Jessie Ware @ Shepherd’s Bush Empire, London

13 March 2013

Jessie Ware

Jessie Ware

Before the much-heralded homecoming of Jessie Ware, it’s up to Laura Mvula to warm up the crowd, two days after the release of her debut LP, Sing To The Moon. Most of her set leaned towards a sound that was soulful but sometimes a little too pedestrian. Yet once she launches into recent single Green Garden, it comes like a bolt from the blue and injects her support slot with much-needed energy.

By the time the clock strikes 9:30, the lights go down and there is hushed anticipation in a sold-out Shepherd’s Bush Empire followed by whoops aplenty as Ware makes her entrance. A remarkable voice coupled with some truly outstanding songs led her to become the critics’ pop choice of 2012 whilst nominations for the Mercury Prize and a Brit Award have boosted her mainstream popularity. Coming a day after her South Bank Show Award win, she couldn’t be any more confident.

Any sign of nerves, if there were any, are absent. This could be down to the fact that Ware herself comes across as extremely likeable and the kind of person you’d happily spend hours talking to down the pub. Whether it’s teasing the photographers in the photo pit, reminiscing about the time she saw Another Level in the same venue or just cursing the microphone wire repeatedly, she is a delightful presence.

Away from the light-hearted conversations, her performance is impressively assured. Whilst other singers might have been prepared to turn their vocal chords all the way up to 11, Ware always sounds firmly in control and always knows when to go for the big notes; she doesn’t feel the need to excessively belt out the chorus for Sweet Talk or If You’re Never Gonna Move because, quite frankly, she doesn’t have to.

As for the music, she and her three-piece backing band are generally without fault; the tight rhythm section and noodly guitars admittedly strip back some of the electronic sheen that makes Devotion such an irresistible pop album but this is replaced with a tonne of vibrancy. They also do a good job of bolstering the slower-paced ballads such as Taking In Water, which is captivating.

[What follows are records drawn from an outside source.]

PR #2098, opened 2024-01-14
chore: Add non-W3C Location-management endpoints deprecated in Selenium client

valfirst:
## Change list

Add non-W3C Location-management endpoints deprecated in Selenium client: https://github.com/SeleniumHQ/selenium/pull/13372/files#diff-1af793ae2090a0cb691f1efbb3ee0d2b186c4027c5b441f6f3d55b3663e67ba1
 
## Types of changes

### DIFF
--- a/src/main/java/io/appium/java_client/Location.java
+++ b/src/main/java/io/appium/java_client/Location.java
@@ -16,6 +16,7 @@
 
 package io.appium.java_client;
 
+import lombok.EqualsAndHashCode;
 import lombok.Getter;
 import lombok.ToString;
 
@@ -26,10 +27,11 @@ import javax.annotation.Nullable;
  */
 @Getter
 @ToString
+@EqualsAndHashCode
 public class Location {
     private final double latitude;
     private final double longitude;
-    private final Double altitude;
+    @Nullable private final Double altitude;
 
     /**
      * Create {@link Location} with latitude, longitude and altitude values.
--- a/src/main/java/io/appium/java_client/Location.java
+++ b/src/main/java/io/appium/java_client/Location.java
@@ -1,0 +1,56 @@
+/*
+ * Licensed under the Apache License, Version 2.0 (the "License");
+ * you may not use this file except in compliance with the License.
+ * See the NOTICE file distributed with this work for additional
+ * information regarding copyright ownership.
+ * You may obtain a copy of the License at
+ *
+ *     http://www.apache.org/licenses/LICENSE-2.0
+ *
+ * Unless required by applicable law or agreed to in writing, software
+ * distributed under the License is distributed on an "AS IS" BASIS,
+ * WITHOUT WARRANTIES OR CONDITIONS OF ANY KIND, either express or implied.
+ * See the License for the specific language governing permissions and
+ * limitations under the License.
+ */
+
+package io.appium.java_client;
+
+import lombok.Getter;
+import lombok.ToString;
+
+import javax.annotation.Nullable;
+
+/**
+ * Represents the physical location.
+ */
+@Getter
+@ToString
+public class Location {
+    private final double latitude;
+    private final double longitude;
+    private final Double altitude;
+
+    /**
+     * Create {@link Location} with latitude, longitude and altitude values.
+     *
+     * @param latitude latitude value.
+     * @param longitude longitude value.
+     * @param altitude altitude value (can be null).
+     */
+    public Location(double latitude, double longitude, @Nullable Double altitude) {
+        this.latitude = latitude;
+        this.longitude = longitude;
+        this.altitude = altitude;
+    }
+
+    /**
+     * Create {@link Location} with latitude and longitude values.
+     *
+     * @param latitude latitude value.
+     * @param longitude longitude value.
+     */
+    public Location(double latitude, double longitude) {
+        this(latitude, longitude, null);
+    }
+}
--- a/src/main/java/io/appium/java_client/android/AndroidDriver.java
+++ b/src/main/java/io/appium/java_client/android/AndroidDriver.java
@@ -251,6 +251,14 @@ public class AndroidDriver extends AppiumDriver implements
         return new AndroidBatteryInfo(CommandExecutionHelper.executeScript(this, "mobile: batteryInfo"));
     }
 
+    /**
+     * Provides the location context.
+     *
+     * @return instance of {@link RemoteLocationContext}
+     * @deprecated This method, {@link org.openqa.selenium.html5.LocationContext} and {@link RemoteLocationContext}
+     *     interface are deprecated, use {@link #getLocation()} and
+     *     {@link #setLocation(io.appium.java_client.Location)} instead.
+     */
     @Override
     @Deprecated(forRemoval = true)
     public RemoteLocationContext getLocationContext() {
--- a/src/main/java/io/appium/java_client/android/AndroidDriver.java
+++ b/src/main/java/io/appium/java_client/android/AndroidDriver.java
@@ -252,6 +252,7 @@ public class AndroidDriver extends AppiumDriver implements
     }
 
     @Override
+    @Deprecated(forRemoval = true)
     public RemoteLocationContext getLocationContext() {
         return locationContext;
     }
--- a/src/main/java/io/appium/java_client/remote/SupportsLocation.java
+++ b/src/main/java/io/appium/java_client/remote/SupportsLocation.java
@@ -16,19 +16,70 @@
 
 package io.appium.java_client.remote;
 
+import io.appium.java_client.CommandExecutionHelper;
+import io.appium.java_client.ExecutesMethod;
+import io.appium.java_client.MobileCommand;
 import org.openqa.selenium.WebDriver;
+import org.openqa.selenium.WebDriverException;
 import org.openqa.selenium.html5.Location;
 import org.openqa.selenium.html5.LocationContext;
 import org.openqa.selenium.remote.html5.RemoteLocationContext;
 
-public interface SupportsLocation extends WebDriver, LocationContext {
-    public RemoteLocationContext getLocationContext();
+import java.util.Map;
+import java.util.Optional;
 
+public interface SupportsLocation extends WebDriver, ExecutesMethod, LocationContext {
+
+    @Deprecated(forRemoval = true)
+    RemoteLocationContext getLocationContext();
+
+    /**
+     * Gets the physical location of the browser.
+     *
+     * @return A {@link Location} containing the location information. Returns null if the location is not available
+     * @deprecated This method and whole {@link LocationContext} interface are deprecated, use {@link #getLocation()}
+     *     instead.
+     */
+    @Deprecated(forRemoval = true)
     default Location location() {
         return getLocationContext().location();
     }
 
+    /**
+     * Gets the physical location.
+     *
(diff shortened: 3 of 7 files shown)


SrinivasanTarget (approved):

src/main/java/io/appium/java_client/Location.java
```diff
@@ -0,0 +1,57 @@
...
+     * @param altitude altitude value.
+     */
+    public Location(double latitude, double longitude, double altitude) {
+        super(latitude, longitude, altitude);
+        this.latitude = latitude;
+        this.longitude = longitude;
+        this.altitude = altitude;
+    }
+
+    public double getLatitude() {
```
mykola-mokhnach, line 41: Consider using lombok for data classes creation

src/main/java/io/appium/java_client/Location.java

The biggest responses from the crowd are for two emotionally-charged juggernauts in Night Light and Wildest Moments – every word shouted back in unison, almost threatening to drown out the star of the show.

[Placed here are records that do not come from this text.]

PR #2112, opened 2024-02-05
Added ByWindowsAutomation to AppiumBy.java

itaibh:
## Change list

Added `ByWindowsAutomation` to `AppiumBy`.
 
## Types of changes

## Details

Until version 8.6 there was the `MobileBy` class which had all the features now moved to `AppiumBy`, but not all features were migrated there. I added the missing `ByWindowsAutomation` that existed in the now removed `MobileBy` and was provided no replacement.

There were a couple of pleasant surprise touches. Firstly, her drummer comes from behind his kit midway through and showcases some wonderfully harmonious singing as he duets with Ware on Valentine (originally a collaboration with Sampha). Secondly, the Goldsmiths Vocal Ensemble take to the stage to assist in numbers on No To Love. This kind of thing can go one of two ways in the post-Glee world: either they are unspeakably cringeworthy, or heartwarming. Thankfully, the scales in this case are tipped firmly towards the latter.

It’s a lean and solid set. An hour after arriving – 12 songs worth – Ware departs the stage leaving everyone hungry for more. It’s hard to see how her career trajectory can go anywhere other than up. Undoubtedly, the best is still yet to come (as a new song proves), but this has been a special evening.